“If confirmed, I'll be the first justice in the history of the Supreme Court to have a group of all-women law clerks,” he said.
“That is who I am. That is who I was,” he said, noting that the majority of the 48 law clerks he has hired in the last 12 years have been women.
“In a letter to this committee, my women law clerks said I was one of the strongest advocates in the federal judiciary for women lawyers. And they wrote that the legal profession is fairer and more equal because of me,” he added.
“In my time on the bench, no federal judge—not a single one in the country—has sent more women law clerks to clerk on the Supreme Court than I have.”
All-Female Team
The four women have been identified as Shannon Grammel, Kim Jackson, Megan Lacy, and Sara Nommensen.Lacy, a 2010 University of Virginia School of Law graduate, recently served as counsel for Sen. Chuck Grassley (R-Iowa), the head of the Judiciary Committee.
Jackson, a 2017 Yale Law School graduate, who becomes one of just three black law clerks on the court this term, clerked for Kavanaugh this past year as he served as a judge on the U.S. Court of Appeals for the District of Columbia Circuit, a position he held since 2006.

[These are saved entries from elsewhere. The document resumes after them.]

PR #1480, opened 2026-08-26
refactor: remove duplicated code found by cgr duplicates

vitali87:
`cgr duplicates` on this repo reported **123 clone groups** (93 exact-fingerprint, 30 near-duplicate ≥0.8). This collapses the groups where the duplication was real, and leaves alone the ones that only look alike structurally (per-language type-inference bodies, the lazy-property block, 2-member 0.80 pairs).

Net **−200 lines** across 52 files, with 4 new shared modules.

## Production code

| Group | Change |
|---|---|
| `vector_store` | Both backends' `delete_project_embeddings` and `store_embedding_batch` shared a guard/log/swallow wrapper. Extracted; only the client call stays per backend. |
| `language_spec` | Four `*_file_to_module` differed only in which package sentinel or source root to strip → one `_file_to_module` + `partial` bindings. |
| `_dart_get_name` | Existed **twice** with the subtle constructor-naming rule restated in both. `language_spec` now delegates to the single impl in `parsers/dart/utils.py`, via the deferred import it already uses for the JS/Rust helpers. |
| `java/variable_analyzer` | Three identical recursive walkers differing only in (node type, processor) → one `_traverse_for`. |
| `parsers/utils` | Four `*_invoked_parameter_names` differed only in scan config + scope rule; moved to the dispatch site. |
| frontends | go/csharp/java `_build_tool`'s freshness→lock→compile dance and the javac `-version` probe → `build_cached_artifact` / `toolchain_runs` in `build_lock`. The four `resolve_*_frontend` → `resolve_frontend_mode` in a new leaf module (`parsers.frontends` can't be imported from a frontend without closing a cycle). |
| `providers/base` | OpenAI/Anthropic/Azure/MiniMax restated the same `api_key` check → new `ApiKeyProvider` base that names its error. `validate_config` **stays abstract** on `ModelProvider`. |
| `protobuf_service` | `_flush_joint`/`_flush_split` shared the write-then-unlink-the-other-layout logic → `_write_layout`. A new layout would previously have needed a third copy that remembered to delete both others. |
| `mcp/tools` | `index_repository`/`update_repository` shared the lock/thread/error protocol. |

## evals and benchmarks

| Group | Change |
|---|---|
| `benchmarks/harness.py` | `run_benchmark` + `print_results` were copied into **all ten** bench scripts (the latter differing only in column width). |
[...]

PR #1510, opened 2026-08-29
ci: cap the Greptile gate poll at 20 minutes so it stops gating other jobs' logs

### LINKED ISSUE #1507: A polling Greptile gate withholds the failure logs of every other job in the run
## What happens

`gh run view --job <id> --log-failed` returns

```
run <id> is still in progress; logs will be available when it is complete
```

for **every** job in a run until the **whole run** completes. `Greptile 5/5 Gate` polls an external service for a review of the head commit, and when that review never starts, the gate stays `in_progress` until it ages out at roughly one hour.

The consequence is not the gate's own red. It is that **a review bot can withhold the failure logs of every unrelated job in the run**.

## Measured on PR #1480, head `df56b363`

```
19:54:36Z   completed = 26     pending = 2
            PENDING  Greptile 5/5 Gate   started 19:16:31Z   (38 min, output.summary = NULL)
            PENDING  Greptile Review     started 19:52:02Z
```

At that moment **26 of 28 checks were finished**, including nine failures across all seven unit-test platforms and both Sonar checks. Those nine had been complete for over an hour. None of their logs were retrievable.

There was **no `Greptile Review` check run on the head at all** until it was requested manually; it then spawned within seconds, which is what distinguishes "never started" from "ran and failed quietly".

## Why this is worth fixing rather than working around

The nine failing jobs are the thing a contributor needs to act on. Their diagnosis was blocked for over an hour by a job that has nothing to do with them, and the blocking is invisible: the symptom is a progress message that reads like ordinary slowness. A `grep` over that output returns empty, which reads like "the log is empty" rather than "the log is unavailable".

This also interacts badly with the gate's two terminal states, which need different remedies:

| gate state | remedy |
|---|---|
| `in_progress` (still polling) | request the review; the live poller picks it up |
| `completed/failure` (aged out) | request the review **and** `gh run rerun --failed`; a terminated job never re-evaluates |

Getting that wrong either restarts a job about to succeed, or leaves a mergeable PR permanently red.

## Suggested directions

Either would remove the coupling; the first is smaller:

1. **Cap the gate well under the log-availability horizon.** A gate that cannot succeed after N minutes of a missing review should fail fast rather than hold the run open. It fails closed either way, so nothing merges unreviewed.
2. **Fail the gate immediately when no `Greptile Review` check run exists on the head**, rather than polling for one that was never created. Absence at start is distinguishable from pending.

A third, if the gate must keep polling: have it emit the reason into `output.summary` rather than leaving it `NULL`, so the state is diagnosable without correlating job lists by hand.

## Other instances

Three across two PRs and two sessions today:

- **#1480** (this report): gate `in_progress` 38+ min, no review run existed, 26/28 complete, logs gated
- **#1499**: gate `completed/failure` at 1h0m23s with `output.summary` null, no review run on head; needed both a review request and `gh run rerun --failed`
- **#1503**: same shape caught early — gate polling, no review run on head, review requested at ~10 min rather than discovered at 60

## Not the ask

This is not "make Greptile faster" or "loosen the 5/5 requirement". The gate doing its job is fine. The issue is that log availability is coupled to run completion, so any long-polling required check becomes a diagnosis blocker for everything beside it.

Reported by session `fix-doc-qualified-name`; instances on #1499 and #1503 observed by session `cgr-other`.

vitali87:
Closes #1507.

## The problem

GitHub refuses the logs of **every** job in a run until the **whole run** completes. `Greptile 5/5 Gate` polled for up to 60 minutes waiting for a review of the head commit, so a job waiting on an external service was withholding the failure logs of the unit-test matrix beside it.

Measured on #1480: 26 of 28 checks finished, including nine failures across all seven unit-test platforms, and none of their logs were retrievable for over an hour.

Reproduced fresh while writing this, on an unrelated run:

```
run 33225205863 — 9 of 16 jobs completed
gh run view --job 99027370629 --log
  -> run 33225205863 is still in progress; logs will be available when it is complete
```

A finished job's log, refused because a sibling was still polling.

## The change

Poll deadline 3600s -> 1200s, and `timeout-minutes` 65 -> 25. The failure message now names the remedy, including the correct bot handle and the rerun command.

## Why 20 minutes costs no legitimate pass

Measured over **48 gate runs**:

| outcome | durations (minutes) |
|---|---|
| success | 0 0 0 0 0 0 2 3 3 4 4 9 9 11 · 28 46 54 |
| failure | 0 0 7 9 10 12 12 18 · 60 |

Every success that did not need human intervention finished within **11 minutes**; 8 of 9 failures within 18.

The three successes past 20 minutes each had a review **requested mid-poll**, so none would have passed unaided:

| head | gate window | review requested |
|---|---|---|
| `2a98692b` (#1502) | 00:26–00:54 | 00:46, mid-poll |
| `df56b363` (#1480) | 19:16–20:02 | mid-poll |
| `0f4d03ff` (#1480) | 00:05–00:59 | mid-poll |

The remedy after a fast fail is the same one those three used during a long poll: request the review, then re-run the job. The only difference is that everyone else's logs are readable while you do it.

**This fails closed.** Nothing merges without a 5/5 review of head. The change moves the waiting out of a job that blocks other jobs' diagnosis.

## Withdrawn: the issue's suggestion 2

#1507 also proposed failing immediately when no `Greptile Review` check run exists on the head, citing `df56b363` as having none. That evidence was wrong and I have [corrected it on the issue](https://github.com/vitali87/code-graph-rag/issues/1507#issuecomment-5459376472). Both reviewed heads now carry a completed `Greptile Review`, each started ~41 minutes post-commit and only after a manual request; `ba9f4e30` has none at all because none was ever requested. Absence is the normal state of every head until someone asks, so a gate failing on it would fail every PR at the moment CI starts.

## The Sonar gate is deliberately untouched

`Sonar Zero Issues Gate` has the same polling shape, but different measured behaviour: successes run 14–19 minutes, clustered at the top of that range. A 20-minute cap would sit on top of its normal completion time and fail legitimate passes. Its 40-minute deadline is proportionate to a service that does respond unaided, which Greptile does not.

## Verification

- YAML parses; all 12 jobs intact
- Gate script passes `bash -n`
- Failure branch executed directly: `$HEAD_SHA` expands, `$GITHUB_RUN_ID` stays literal for copy-paste

## Summary by CodeRabbit

* **Chores**
  * Reduced the automated review wait period from 60 minutes to 20 minutes.
  * Added safeguards to prevent stalled review requests and network calls from exceeding the time limit.
  * Updated timeout guidance with clearer instructions for requesting a review and rerunning failed checks.

* **Tests**
  * Expanded coverage for delayed, unresponsive, and numerous review candidates.
  * Confirmed that completed reviews continue to pass the automated gate as expected.
  * Improved compatibility by skipping shell-based checks when required tools are unavailable.

### DIFF
--- a/.github/workflows/ci.yml
+++ b/.github/workflows/ci.yml
@@ -542,7 +542,18 @@ jobs:
                 # Resolve to the full SHA so the comparison below is exact
                 # equality, never a prefix guess; an unresolvable reference
                 # just skips this candidate.
-                reviewed=$(timeout 60 gh api "repos/$REPO/commits/$reviewed" \
+                #
+                # The bound is the REMAINING budget, not a fixed 60s. A
+                # per-call bound does not bound the loop: one stalled call per
+                # abbreviated candidate accumulates, and with enough candidates
+                # the total runs past the deadline and into the job timeout,
+                # which kills the job without the remedy below. Bounding each
+                # call by what is left makes the aggregate unable to exceed the
+                # deadline however many candidates there are.
+                remaining=$(( deadline - $(date +%s) ))
+                [ "$remaining" -lt 1 ] && break
+                [ "$remaining" -gt 60 ] && remaining=60
+                reviewed=$(timeout "$remaining" gh api "repos/$REPO/commits/$reviewed" \
                   --jq .sha 2>/dev/null || true)
               fi
               [ "$reviewed" = "$HEAD_SHA" ] || continue
--- a/.github/workflows/ci.yml
+++ b/.github/workflows/ci.yml
@@ -494,6 +494,18 @@ jobs:
           # Failing closed is safe here. Nothing merges without a 5/5 review of
           # head; a fast fail only moves the wait out of a job that is blocking
           # everyone else's logs.
+          # `timeout` bounds the API calls below. If it were ever missing, each
+          # call would fail, `|| true` would swallow it, and the gate would
+          # report "no review yet" forever -- a false statement that blocks
+          # every merge. Fail loudly here instead: a missing tool is a broken
+          # gate, not an unreviewed pull request.
+          command -v timeout >/dev/null || {
+            echo "❌ 'timeout' (GNU coreutils) is not available on this runner."
+            echo "The gate bounds its API calls with it; without it a stalled"
+            echo "request cannot be distinguished from a missing review."
+            exit 1
+          }
+
           deadline=$(( $(date +%s) + 1200 ))
           while :; do
             # --jq would run per page; slurp the pages so every scored comment
@@ -502,11 +514,22 @@ jobs:
             # the globally latest comment instead would let a late update to
             # an old-commit review mask a valid 5/5 review of head. Bodies are
             # multiline, so ship them through base64.
-            candidates=$(gh api "repos/$REPO/issues/$PR/comments" --paginate \
+            # `timeout` bounds the request itself. The deadline below is only
+            # consulted AFTER this call returns, so an unbounded `gh api` that
+            # stalls runs past the deadline and into the job timeout, which
+            # kills the job WITHOUT printing the remedy underneath -- the whole
+            # point of failing fast. Capping the poll at 20 minutes made that
+            # more reachable, not less: the job timeout is now 25 minutes.
+            # A stalled or failed request is treated as a poll that found no
+            # review, so the loop proceeds to the deadline check and either
+            # retries or fails with guidance. `|| true` keeps a non-zero exit
+            # (124 on timeout) from aborting the loop.
+            candidates=$(timeout 120 gh api "repos/$REPO/issues/$PR/comments" --paginate 2>/dev/null \
               | jq -rs 'add
                         | [.[] | select(.user.login == "greptile-apps[bot]")
                                | select(.body | contains("Confidence Score:"))]
-                        | sort_by(.updated_at) | reverse | .[].body | @base64')
+                        | sort_by(.updated_at) | reverse | .[].body | @base64' \
+              2>/dev/null || true)
             score=""
             for encoded in $candidates; do
               body=$(printf '%s' "$encoded" | base64 -d)
@@ -519,7 +542,7 @@ jobs:
                 # Resolve to the full SHA so the comparison below is exact
                 # equality, never a prefix guess; an unresolvable reference
                 # just skips this candidate.
-                reviewed=$(gh api "repos/$REPO/commits/$reviewed" \
+                reviewed=$(timeout 60 gh api "repos/$REPO/commits/$reviewed" \
                   --jq .sha 2>/dev/null || true)
               fi
               [ "$reviewed" = "$HEAD_SHA" ] || continue
--- a/.github/workflows/ci.yml
+++ b/.github/workflows/ci.yml
@@ -452,7 +452,8 @@ jobs:
     name: Greptile 5/5 Gate
     runs-on: ubuntu-latest
     if: github.event_name == 'pull_request'
-    timeout-minutes: 65
+    # Comfortably over the poll deadline below; the deadline is the real bound.
+    timeout-minutes: 25
     permissions:
       # contents: read backs the commits API call that resolves an
       # abbreviated reviewed-commit reference to a full SHA.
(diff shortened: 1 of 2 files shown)


vitali87:
@greptile-apps review

vitali87:
Fixed the P1, and found two more defects in the fix while proving it.

## 1. The P1 as reported

Both `gh api` calls are now bounded with `timeout`, and a stall is treated as a poll that found no review, so the loop always reaches the deadline branch and prints the remedy.

## 2. A silent-failure mode in that fix

With `timeout` absent from PATH, `2>/dev/null || true` swallows "command not found", `candidates` comes back empty, and the gate reports:

```
No Greptile review of <sha> yet, waiting ...
```

forever, while a valid 5/5 review sits on the pull request. Reproduced outside pytest: hand-tracing each stage of the loop gave correct values, and the assembled assignment returned empty.

It does not bite on `ubuntu-latest`, which ships coreutils. But the same swallowing that makes a stall non-fatal makes a missing tool invisible, and the symptom is a confident false statement rather than an error. Added a `command -v timeout` preflight that fails loudly: a missing tool is a broken gate, not an unreviewed pull request.

## 3. A bug in that preflight

I first wrote the tool name in backticks inside a double-quoted `echo`, so bash ran `timeout` as a command substitution:

```
❌  (GNU coreutils) is not available on this runner.
```

An error message that deletes the name of the missing thing. Single-quoted now, verified by executing the branch with `timeout` off PATH.

## The guard

`codebase_rag/tests/test_greptile_gate_deadline.py` extracts the gate's own shell from `ci.yml` and **executes** it against a stubbed `gh`. A structural check for the word `timeout` would pass on one bounding the wrong command, or one whose non-zero exit aborts the loop — neither emits the message this protects.

Two tests, and the second is why the first means anything:

| test | proves |
|---|---|
| stalled API reaches the deadline message | the bound exists and the deadline stays reachable |
| a 5/5 review of head still passes | the guard is not satisfied by a gate that fails everything |

**Mutation-verified.** Removing *only* the bound from the candidates call:

```
FAILED  test_a_stalled_api_call_still_reaches_the_deadline_message
        (hangs to the wall clock — the reported defect)
PASSED  test_a_five_of_five_review_of_head_still_passes
```

The asymmetry is the point: the failure is attributable to the missing bound rather than to a broken harness.

The test supplies its own `timeout` stub rather than depending on the host's, because macOS has no GNU `timeout` and a skipped test is a false green. The stub genuinely kills an overrunning child and exits 124, so the stall test cannot pass vacuously.

## Verification

- 2 passed, ruff clean, YAML parses with all 12 jobs, gate script passes `bash -n`
- Preflight failure branch executed with `timeout` off PATH
- Deadline failure branch executed: `$HEAD_SHA` expands, `$GITHUB_RUN_ID` stays literal for copy-paste

## Also updated on the issue

#1507's suggestion 2 was mine and my withdrawal of it was right in conclusion, wrong in reason. `cgr-other` measured seven consecutive heads: two spawned a review **automatically in 62 and 64 seconds**, so "absence is normal until someone asks" is false — I generalised from three heads that all happened to need asking. A [threshold](https://github.com/vitali87/code-graph-rag/issues/1507#issuecomment-5459513452) rather than an instant check is what survives, and that is a follow-up to this PR, not part of it.

vitali87:
@greptile-apps review

vitali87:
Fixed at `c6152be6`. The finding is correct and it is the same defect one level down.

## What was wrong

I bounded each `gh api` **call** and called the job done. The candidate loop makes one bounded resolution request per abbreviated candidate, and the deadline check sits **outside** that loop, so per-call bounds impose no aggregate bound: enough stalled candidates accumulate past the 20-minute deadline and into the 25-minute job timeout, which kills the job without the remedy.

Verified the structure before accepting the report — `timeout 60 gh api` inside `for encoded in $candidates`, deadline check after `done`.

## The fix

Each resolution call is bounded by the **remaining budget** rather than a fixed 60s:

```sh
remaining=$(( deadline - $(date +%s) ))
[ "$remaining" -lt 1 ] && break
[ "$remaining" -gt 60 ] && remaining=60
reviewed=$(timeout "$remaining" gh api ...)
```

The aggregate then cannot exceed the deadline however many candidates there are, which is a stronger property than adding a second deadline check inside the loop: it bounds the time spent, not just the number of checks.

## The guard

`test_many_stalled_candidates_cannot_outlast_the_deadline` drives **20 abbreviated candidates** whose resolution calls all hang, and requires the deadline message anyway. The stub answers the comments call and hangs only on `*commits*`, so the accumulation is per-candidate exactly as in the report.

This test earns its place because the two existing ones **pass with the defect present** — they use a full-length SHA, so no resolution call happens at all.

**Mutation-verified.** Reverting only this hunk to the fixed 60s bound:

```
PASSED  test_a_stalled_api_call_still_reaches_the_deadline_message
PASSED  test_a_five_of_five_review_of_head_still_passes
FAILED  test_many_stalled_candidates_cannot_outlast_the_deadline   (hangs to the wall clock)
```

Only the new test flips, so the failure is attributable to the missing aggregate bound rather than to the harness.

## Verification

3 passed, ruff clean, YAML parses with all 12 jobs, gate script passes `bash -n`.

## Note on the review shape

For anyone reading the check list: `Greptile Review` shows `completed/failure` while its own `output.summary` reads *"Greptile reviewed this pull request successfully — this check reflects your team's confidence threshold, not a review failure. The review scored 4/5."* A failed check run there means the score was below the bar, not that the bot errored. Same check-run/comment split that #1507 is about.

vitali87:
@greptile-apps review

vitali87:
@greptile-apps review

Apart from clerking for Kavanaugh, Jackson has clerked for U.S. District Judge Dabney Friedrich on Washington’s federal trial court, according to Above the Law.
Jackson was also one of the former students of Kavanaugh who signed a letter of support for him.
Grammel, a 2017 Stanford Law School Graduate, clerked for Judge J. Harvie Wilkinson III on the U.S. Court of Appeals for the Fourth Circuit, according to the Journal.
She was president of the Stanford Law Review while at Stanford and had recently been working at the Department of Justice’s Civil Appellate division just before joining Kavanaugh’s Supreme Court team.